If I take as an example the same TM I have a TU in here that looks like this with quite a lot of tags, system fields and a couple of custom attributes:
If I export this to a TMX through Studio in the normal way I will get a TU that looks like this:
If I use the SDLTmConvert application set up to strip out all of the superfluous information I’m not interested in it looks like this… and took less than 5 seconds to do it (it did take 9 minutes to do the 1.9 million TUs TM I used this on… but the subsequent ASD generation with maximum extraction was possible where it failed before I did this):
That looks much cleaner, and is much more suitable for using to generate my AutoSuggest Dictionary or feed into my new BeGlobal Trainer for my customised machine translation solution.
Costas really does epitomise what the OpenExchange is all about… providing people with the ability to create applications that can add value to the solutions you have purchased by helping them to work together more efficiently, and at the same time improve the ability to get more use from the resources you already have. I think all the tools he has developed so far have been good, but this one is really good!
5 thoughts on “"Memory is the mother of all wisdom"”
A great way to keep your TM clean is – to delete it 🙂 You can create very clean TMs by importing bilingual files into a new, empty TM. Just be careful to set the right field values, as they often cannot be retrieved from bilingual files.
A good point in time to do this is after you finished a project. By importing all final, maybe already reviewed TUs into a fresh TM guarantees that the TM only contains these TUs. Such “final project TMs” can then be merged into a “clean master”.
The “final clean project TM” can also be used to identify any translation ambiguities. In theory, when you create a TM out of a project’s final bilingual files, and use that TM to analyze the project source files against this TM (and only this TM), you should almost exclusively get context matches.
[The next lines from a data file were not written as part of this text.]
PR #2392, opened 2020-12-30
2.x Fix various instances of direct object instantiation

gchtr:
## Issue

I found several instances where we forgot to use the new API.

## Solution

Switch to new API in documentation where needed.

## Impact

No confusion.

## Usage Changes

None.

## Considerations

None.

## Testing

None, documentation only.


jarednova (dismissed):
good catches 👍 !

PR #2394, opened 2020-12-30
2.x Documentation optimizations

gchtr:
## Issue

Documentation formatting.

## Solution

- Removes a couple of horizontal rules (`* * *`) we don’t need.
- Optimizes where we add `<?php` in front of PHP code examples. In general: when it’s a whole template file, there should be an opening tag, otherwise, the surrounding text should suggest what language it is, e.g. when it’s introduced with a filename (single.php, functions.php, etc).
- Uses more consistent file name formatting by using bold formatting instead of code formatting.
- Fixes a couple of newline inconsistencies.
- Fixes a couple of incorrect array declarations, when an array was declared by assigning a key.

## Impact

More consistency. A little less clutter.

## Usage Changes

None.

## Considerations

None.

## Testing

None, documentation only.

### DIFF
--- a/docs/v2/getting-started/a-post-archive.md
+++ b/docs/v2/getting-started/a-post-archive.md
@@ -73,7 +73,7 @@ There are two new things that you see here:
 
 ## Using custom queries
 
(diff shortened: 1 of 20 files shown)


jarednova (approved):
Agree with all the steps! Very helpful to also establish some of those conventions (ex: filename in bold vs. code-formatted) to guide other docs too

gchtr:
@jarednova Cool, thanks! I guess I always used these conventions, which are based on "patterns" I already found in your documentation ;).

Issue #2385, opened 2020-12-24
PHP 8 Support


romanmartushev:
## Is your feature request related to a problem? Please describe.
This is an example of an error I am getting : `Deprecated: Required parameter $data follows optional parameter $sidebar in vendor/timber/timber/lib/Timber.php on line 462`

## Describe the solution you’d like
PHP 8 has deprecated required parameters after optional parameters.
for example: `public static function get_sidebar_from_php( $sidebar = '', $data )` the `$data` param can be given a default value to fix the error I am getting. This is the function I am getting an error on.

## Describe alternatives you’ve considered
At least the minimum amount of work done so that PHP 8 is supported throughout the project.

jarednova:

If you don’t, there may be penalties (such as multiple translations) kicking in, indicating translation inconsistencies you may want to investigate further (assuming there were no splits/merges). In the analysis/prepare report, it’s easy to identify all files which haven’t been “context matched” fully, these are the ones to look at.
This consistency verification is particularly useful if you are a project manager and didn’t deliver the translations yourself. If multiple translators worked on a project without using a shared TM, there is no guarantee that the same segments were translated the same way. Creating a TM from all the delivered translations, and analyzing/pretranslating the source files against this TM will quickly reveal inconsistencies.
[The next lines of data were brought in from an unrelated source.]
Issue #2404, opened 2021-01-13
What is the official way of initializing Timber?


acobster:
## Is your feature request related to a problem? Please describe.

I found that now that Timber is a composer package only, I need to call `new Timber\Timber()` explicitly from my theme for anything to work. Is that the official way to initialize Timber now?

Also, do we want to refactor that process at all? It's a little awkward that the constructor calls `self::init()` statically, for example.

gchtr:
We could probably improve that and not do anything in the constructor, because obviously that is a pattern that leads to other problems.

However, we can’t init Timber automatically, because of compatibility issues with environments like Bedrock. With Bedrock, Composer initializes earlier, when WordPress is not loaded yet, which would lead to fatal errors. More details in https://github.com/timber/timber/issues/979#issuecomment-220094476 and https://github.com/timber/timber/pull/1041.

How about `Timber::init()` as the official way to initialize Timber?

twentyfortysix:
..how is it with initialisation of Timber with Bedrock now? I went thru all tickets I found and not even the tickets mentioned earlier helped me.
I have the Bedrock with Timber installed form github as library and following in functions.php in theme and I still get fatal error 
```
require_once( $_SERVER['DOCUMENT_ROOT'].'/../vendor/autoload.php' );
use Timber\Timber;

```

`Fatal error: Uncaught Error: Class 'Timber\Timber' not found...`

jameelmoses:
> ..how is it with initialisation of Timber with Bedrock now? I went thru all tickets I found and not even the tickets mentioned earlier helped me.
> I have the Bedrock with Timber installed form github as library and following in functions.php in theme and I still get fatal error
> 
> ```
> require_once( $_SERVER['DOCUMENT_ROOT'].'/../vendor/autoload.php' );
> use Timber\Timber;
> ```
> 
> `Fatal error: Uncaught Error: Class 'Timber\Timber' not found...`

I'd need more info of your exact directory structure, but assuming you have Timber in your overall project's composer.json as opposed to a composer.json in the theme, this is what I have in my wp-config.php: `require_once dirname( __DIR__ ) . '/vendor/autoload.php';`

twentyfortysix:
Hi jameelmoses

here is my composer.json
https://gist.github.com/twentyfortysix/5b88880c4e8e65ac7d012ff45a2b8294
Yes I try to load Timber as Library not as a plugin or use the composer inside the template directory.

[...]

Issue #2402, opened 2021-01-13
2.0 Integrations API


acobster:
## Is your feature request related to a problem? Please describe.

**This proposal has been edited for clarity and consistency with other APIs.**

We've discussed pulling integrations (e.g. ACF) out into separate libraries. This seems like overkill to me, but I think a happy medium would be to have an official, public Integration API that we then "dogfood," implementing the current integrations in terms of that API.

This is, IMO, fairly low-effort with a big benefit for people hoping to integrate their plugins of choice.

### 1. An `IntegrationInterface`

```php
namespace Timber\Integration;

interface IntegrationInterface {
  public function should_init() : bool;
  public function init() : void;
}
```

### 2. Re-implement existing integrations in terms of this interface

Example ACF integration:

```php
use ACF;
use Timber\Integration\IntegrationInterface;

class AcfIntegration implements IntegrationInterface {
  public function should_init() : bool {
    return class_exists( ACF::class );
  }

  public function init() : void {
    add_filter('timber/post/pre_meta', [static::class, 'post_get_meta_field'], 10, 5);
    // ...all the stuff that Timber\Integrations\ACF::__construct() currently does...
  }
}
```

### 3. Register the integrations:

```php
add_filter('timber/integrations', function(array $integrations) {
  return array_merge($integrations, [
    AcfIntegration::class,
    CoAuthorsPlusIntegration::class,
    CarbonFieldsIntegration::class,
  ];
});
```

The above code would live in `Timber::init()`, where `new Integrations()` is currently called. Other theme-level code would follow the exact same pattern.

`Timber\Timber` itself then loops over the result of applying this filter, activating each one accordingly:

```php
foreach (apply_filters('timber/integrations', []) as $integration) {
  if ($integration->should_init()) {
    $integration->init();
  }
}
```

No more `Integrations` junk-drawer class; no more `maybe_init_integrations()` method. :smile: 

## Describe alternatives you’ve considered

Keeping things the same? Where's the fun in that?

## Additional context

See discussion in #2397

gchtr:
❤️

> We've discussed pulling integrations (e.g. ACF) out into separate libraries. This seems like overkill to me, but I think a happy medium would be to have an official, public Integration API that we then "dogfood," implementing the current integrations in terms of that API.

Exactly my thoughts as well.

Having a filter for all integrations and putting the check whether an integration should be active into a function is exactly what I thought of when I thought about how integrations could be controlled better.

I have only two things that come to my mind:

[...]

PR #2405, opened 2021-01-13
Integrations API

acobster:
**Ticket**: #2402

## Issue

New Integrations API!

## Solution

* For consistency with `Factory` and `Image`, renamed the namespace to `Timber\Integration`
* Implemented the API per proposal #2404
* Preferring Gravatars in CoAuthors Plus meant you had to set `CoAuthorsPlus::$prefer_gravatar = true` which is awkward and non-idiomatic. Updated this to use a plain old filter instead.

## Left to do

- [x] Document how to build a custom integration
- [x] Fix an issue with image URLs in WPML integration
- [x] Fix potential issues in `test-timber-meta-deprecated.php`
- [x] Not sure what `Timber\Integrations\Command` is for - I haven't dug into that code yet. But it's not one of the ones that was previously initialized in `Integrations::__construct()`...

## Impact

Cleaner internal code, easier external integrations.

## Usage Changes

This wasn't an external API until now, so usage changes will be covered by the introduction of docs for this new API.

## Considerations

Please look carefully at the WPML integration and how it's tested. I'm less confident in that than I am in the others, because WPML has a bigger scope.

## Testing

Reworked tests to use the new API. Tests were mostly unaffected.


acobster:
@gchtr the image resize test that's failing now (`vendor/bin/phpunit --group integrations`) is confusing to me. See my most recent commit. It seems to have to do with the "sideloaded" images that I believe you were working on recently - can you take a look?

gchtr:
> @gchtr the image resize test that's failing now (`vendor/bin/phpunit --group integrations`) is confusing to me. See my most recent commit. It seems to have to do with the "sideloaded" images that I believe you were working on recently - can you take a look?

That was [a missing `ICL_LANGUAGE_CODE` constant for the WPML test](https://github.com/timber/timber/pull/2405/commits/8e275e8caef8895cf0d5e234c26c39b9d6a581b1#diff-124fa5993acee7315571fbe0f1dd6a3748c913adbc823807454a7f68536e0696R45). I hope that works now.

I moved all WPML-related tests to a new tests file that matches other integration tests. But I guess some things could still be moved around. We could probably use a `setUp()` function for the `ICL_LANGUAGE_CODE` constant, because that is a constant that is always set in a WPML environment.

acobster:
> We could probably use a setUp() function for the ICL_LANGUAGE_CODE constant, because that is a constant that is always set in a WPML environment.

Couple quick thoughts -

1. bootstrap.php is probably the better place for constants
2. If the constant is always set in a WPML environment, then the [defined](https://github.com/timber/timber/pull/2405/files#diff-e7a8f8a99b028cf01dae8110b5af1749523fd8231f1936a8a0e6a972d523f166R20) check will never fail, and we don't have a way to test the other code path (i.e. when `ICL_LANGUAGE_CODE` is not defined) anyway. Should we just remove that check?

gchtr:
@acobster Yeah, probably **bootstrap.php** is a better place. Since we don’t actually install WPML when testing, setting that constant should work fine and then we wouldn’t need the `defined()` check.

acobster:
@gchtr thanks for taking a look and consolidating those tests! Still not sure why the meta tests are failing. Also, please take a look at the new comments in **test-timber-user.php** - the tests pass now but if I add those same filters in a `setUp` method they fail, which indicates some implicit dependency to me. Haven't figure it out yet. I'd prefer to do it in `setUp()` because A.) it's cleaner, and B.) it uses the default `Timber\User` class across the board. Currently it's a `CoAuthorsPlusUser` instance, since the integration is global.

gchtr:
🤔 It works for me if I use `setUp()`, including `parent::setUp()`:

```php
function setUp() {
    parent::setUp();

    $this->add_filter_temporarily('timber/user/classmap', function() {
        return User::class;
    });
}
```

acobster:
Oh, duh! I was forgetting to call `parent` 😛

gchtr:
🙈😅 Sometimes it’s that, sometimes it’s the order in which tests are called, sometimes it’s something else. No worries!

jarednova:
> Oh, duh! I was forgetting to call parent 😛

I just banged my head against a wall for 30 minutes on #2413 on this. @acobster is this something you see as a required 2.0 element? or something that belongs in the 2.1 camp?

acobster:
I think 2.0 because we will need to refactor some of the ACF/meta stuff on top of this, and that stuff has at least one breaking change.

acobster:
I will get around to fixing those User tests soon and then I think this will be solid enough to merge in. The meta tests that are failing will probably need to be revisited anyway as we change the API/integration with ACF etc.

acobster:
@gchtr work came knocking for me too, sorry for falling off the face of the Earth! This should be ready to go now, we'll just need to resolve the meta test failures on #2397 as planned.

lib/ImageHelper.php
```diff
@@ -533,6 +533,9 @@ public static function analyze_url( $url ) {
 		$parts = PathHelper::pathinfo($tmp);
 		$result['subdir'] = ($parts['dirname'] === '/') ? '' : $parts['dirname'];
 		$result['filename'] = $parts['filename'];
+		// @todo remove this debug dump
```
gchtr, line 536: Do we still have to fix something here?

lib/Timber.php
```diff
@@ -173,6 +184,21 @@ class_alias( 'Timber\Timber', 'Timber' );
...
+	 *
+	 * @internal
+	 */
+	protected static function init_integration(
+		Integration\IntegrationInterface $integration
+	) : void {
+		if ($integration->should_init()) {
+			$integration->init();
+		} else {
+			echo 'DID NOT INIT ' . get_class($integration);
```
gchtr, line 198: I guess we shouldn’t leave a stray echo here?

gchtr (commented):
> @gchtr work came knocking for me too, sorry for falling off the face of the Earth!

Same here :)

I quickly checked and found two things that look like stray debugging code (in separate comments).

And what’s the status of the following "Left to do" list?

> ## Left to do
> 
>     * Document how to build a custom integration
> 
>     * Fix an image with image URLs in WPML integration
> 
>     * Fix potential issues in `test-timber-meta-deprecated.php`
> 
>     * Not sure what `Timber\Integrations\Command` is for - I haven't dug into that code yet. But it's not one of the ones that was previously initialized in `Integrations::__construct()`...

I think an Integration guide would be great. I’ll add it to my list of things to improve, but can’t guarantee when I can work on it 😅.

lib/Timber.php
acobster: Removed!

lib/ImageHelper.php
acobster: I think that was only temporary while we were figuring some image stuff out. Removed and it's working fine.

acobster:
@gchtr thanks for looking! Those have been cleaned up.

> * Document how to build a custom integration

Guide added!

> * Fix an image with image URLs in WPML integration

I think this had to do with that leftover debug statement and is now fixed.

> * Fix potential issues in `test-timber-meta-deprecated.php`

Still running into issues where the tests expecting specific meta values are seeing `null` instead. Repro: `vendor/bin/phpunit tests/test-timber-meta-deprecated.php`

> * Not sure what `Timber\Integrations\Command` is for - I haven't dug into that code yet. But it's not one of the ones that was previously initialized in `Integrations::__construct()`...

I looked and that's just the WP-CLI integration. It's not really an "integration" in the same sense (WP-CLI is not a plugin), although we could treat it as such:

```php
class WpCliIntegration implements IntegrationInterface {
  public function should_init() {
    return defined( 'WP_CLI' ) && WP_CLI;
  }

  public function init() {
    WP_CLI::add_command( 'timber', TimberCommand::class );
  }
}
```

I feel like it's fine to consider this out of scope here though. `Command` isn't used anywhere currently.

gchtr:
> > * Fix potential issues in `test-timber-meta-deprecated.php`
> 
> Still running into issues where the tests expecting specific meta values are seeing `null` instead. Repro: `vendor/bin/phpunit tests/test-timber-meta-deprecated.php`

I found the issue and fixed it in [`5560141` (#2405)](https://github.com/timber/timber/pull/2405/commits/556014171f3cd4ae62c7a5c72a6064c78b4deb90). Classic "hook setup in a class" bug. If you want to make filters removable, you can’t use `$this` when adding the filter, because the filter will be added on the instance. If you want to remove the filter, you’ll have to get the exact instance.

That’s why the filters of the ACF integration were probably set up with static classes in the first place. I reverted it to what it was before, because that seemed to be the easiest change to fix this.

Another way to solve this would be to save the result of the initialized integrations in the `Timber\Timber` class and add a `get_integrations()` method that can be used to get the very instance we would have to use to remove the filters. But this is probably not needed for a couple of deprecated tests that will be removed with the next major version.

> > * Document how to build a custom integration
> 
> Guide added!

Cool! I looked over it and saw that you added it in the /docs/v1 folder. I moved it to the v2 folder :).

And I added a note in the Upgrade Guide.

jarednova:
Hmmmm, it seems there's a failing test we'll need to resolve regarding how post meta data is stored/set ...

```php
1) TestTimberMeta::testNonNullReturnInPreMetaFilterDisablesDatabaseFetch
Failed asserting that true matches expected false.

Error: /home/runner/work/timber/timber/tests/test-timber-meta.php:182
```
https://github.com/timber/timber/blob/feature/integrations-api/tests/test-timber-meta.php#L182

gchtr:
@jarednova I fixed the failing test in [`17f1761` (#2405)](https://github.com/timber/timber/pull/2405/commits/17f17617602488eef0ed6d5b848ef81fa433a688). Apart from the decreased coverage, I think this one is good to merge.

gchtr (approved):

jarednova (approved):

You can create TMs from bilingual files, but not the other way around. Keep these files, they are extremely valuable assets for future reference, as they provide much more context than the TM can track.
Good advice Oli… although I’m not sure how many people keep all their bilingual files in reality. I’ve seen in practice a few times now where bilingual data from older formats provided a much better upgrade route when it came to improved leverage for some filetypes. So using the bilinguals instead of upgrading the old TMs.
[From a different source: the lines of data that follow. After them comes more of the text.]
Issue #2192, opened 2020-02-07
Opting in/out of certain Twig functions & filters


joelambert:
## Is your feature request related to a problem? Please describe.
Much of the work we do requires our Twig templates to be not too closely tied to Timber. Specifically, we share the templates between a Design System and WordPress.

As such, we don't as a rule make use of Timber specific filters and functions inside Twig, instead favouring more Timber work in our Controllers. This presents:

1. a potential challenge with developers making use of these less portable filters
2. an opportunity to reduce how much needs to be loaded on each request

## Describe the solution you’d like
I realise this is possibly a niche requirement but is there any appetite for a more configurable way to load the filters and functions?

Rough idea would be to modify `Twig::add_timber_functions()` and `Twig::add_timber_filters()` function to be more extendable. If these functions called private functions that return and associative array of keys and callables this could then potentially be filtered before adding to Twig.

Pseudo code example:

```
public function add_timber_functions( $twig ) {
    $functions = $this->get_timber_functions();

    $functions = apply_filters('timber/twig/functions/add`, $functions);

    foreach ($functions as $key => $callable) {
        $twig->addFunction(new Twig_Function($key, $callable); 
    }
}

protected function get_timber_functions() {
    $functions = [];

    $functions['bloginfo'] = 'bloginfo';
    $functions['foo'] = function () {};

    return $functions;
}
``` 

Is there any appetite for this sort of a change? If so I can put together a PR for it.

jarednova:
@joelambert I'm fine with a PR for this philosophically. But before going too far down the rabbit hole, I'm wondering if `remove_action`:

https://developer.wordpress.org/reference/functions/remove_action/

... could be used to target these particular functions within `Timber\Twig` so they don't interfere with your app

nlemoine:
I also think that filtering Timber filters & functions would be interesting. The issue with `remove_action` is that it's an all or nothing solution: you can only remove **all** functions/filters. 

Furthermore, Timber [makes it hard to apply the `remove_action`](https://github.com/timber/timber/blob/master/lib/Twig.php#L20) because methods are not `static` and the `Timber\Twig` object isn't publicly accessible.

I would also be in favor of filter like the one proposed by @joelambert.

Let me know if that fits for you, I can work on a PR.

gchtr:
Resolved in #2408. Big thanks to @nlemoine for leading the way! 🙌

Issue #2284, opened 2020-07-01
Should we reduce the number of `timber/twig/…` filters?


gchtr:
After the issue in #2276, I was thinking about whether there’s a specific reason why we have so many different `timber/twig/…` filters that all do practically the same?

- `timber/twig/filters`
- `timber/twig/functions`
- `timber/twig/escapers`
- `timber/loader/twig`
- `timber/twig`

Wouldn’t it be enough if we only had `timber/twig`? The only reason I can think of now is to control the order in which functionality is added. When we as developers add our own functionality, we only use `timber/twig`, even if we add functions or filters.

Maybe only filters would be enough? Something like:

- `timber/twig/core` or `timber/twig/internal`
- `timber/twig`

Or we could also use the priority parameter in `add_filter()`:

```php
add_filter( 'timber/twig', function( $twig ) {
	// Internal stuff here.

    return $twig;
}, 9 );
```

@jarednova Do you have any insight on the history for this? For example, the `timber/twig/functions` filter was added in https://github.com/timber/timber/pull/1391/commits/21464d37dfc996338862461e7911d4841f171944, but I don’t know if it was just to continue the existing pattern or if there’s something I’m missing.

jarednova:
I can't claim any grand plan for the exact organization. My recollection is that this set:

* `timber/twig/filters`
* `timber/twig/functions`
* `timber/twig/escapers`

... was added when doing a big re-organization of the `Timber\Twig` class with the thought of "hey, whatabout all these filters?" Well, it definitely succeeded in creating filters!

I'd agree that we could probably lose or drop these in a subsequent version and stick with something like `timber/twig` as what we emphasize to use. Of course there'd be a fair amount of effort to untangle and properly deprecate

jarednova:
... and being very selective when it comes to adding any _new_ filters. There's an attractive elegance to sticking them in a bunch of places. But as #2276 highlights, those additions come with unforeseen risks and potential for mayhem.

gchtr:
> I'd agree that we could probably lose or drop these in a subsequent version and stick with something like `timber/twig` as what we emphasize to use. Of course there'd be a fair amount of effort to untangle and properly deprecate

I agree. I moved this to be resolved in a future version.

gchtr:
Resolved in #2419.

PR #2408, opened 2021-01-15
#2192 - Allow users to filter Timber default Twig functions

nlemoine:
Hello!

Sorry about the PR flood. I have some spare time so I can finally propose changes I've been thinking/waiting for a long time.

## Issue

See #2192

## Solution

Provide a filter to remove some functions/filters. (PR is still a draft, I'll implement the same logic for filters if accepted).

## Impact

None. Obviously, if you are removing some default functions/filters, you are fully aware of consequences.

## Usage Changes

None.

## Considerations

Unfortunately, Twig does not support functions/filters removal once added.

## Testing

Not yet, I will if/when accepted.

## Side note

This PR also makes use of [native Twig `deprecated` option](https://twig.symfony.com/doc/2.x/advanced.html#deprecated-filters).


lib/Twig.php
```diff
@@ -22,12 +22,173 @@ class Twig {
 	public static function init() {
 		$self = new self();
 
-        add_action( 'timber/twig/filters', array( $self, 'add_timber_filters' ) );
-		add_action( 'timber/twig/functions', array( $self, 'add_timber_functions' ) );
-		add_action( 'timber/twig/escapers', array( $self, 'add_timber_escapers' ) );
+        add_action( 'timber/twig/filters', [ $self, 'add_timber_filters' ] );
+		add_action( 'timber/twig/functions', [ $self, 'add_timber_functions' ] );
+		add_action( 'timber/twig/escapers', [ $self, 'add_timber_escapers' ] );
```
gchtr, line 27: If we touch this, maybe we can reduce this to only use `timber/twig`, see https://github.com/timber/timber/issues/2284?

```php
add_action( 'timber/twig', [ $self, 'add_timber_filters' ] );
add_action( 'timber/twig', [ $self, 'add_timber_functions' ] );
add_action( 'timber/twig', [ $self, 'add_timber_escapers' ] );
```

Instead, we could use the `timber/twig/default_functions` filters etc. to control what is added?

How feasible is this app for a TM that contains say 500k or 1M TUs? I see you have broken up your TM into 500 TUs, which would be 80 files for 40k units. That would be awfully unwieldy for larger TMs, or no?
This was just an example. If your TM was larger then use bigger chunks! You could just as easily have 100 files with 5000 TUs in each one. Generally I like to keep the file size small because it’s more comfortable when working with smaller files in the Editor, but I often see files with more than 25k TUs in them so it’s really down to what works best for you.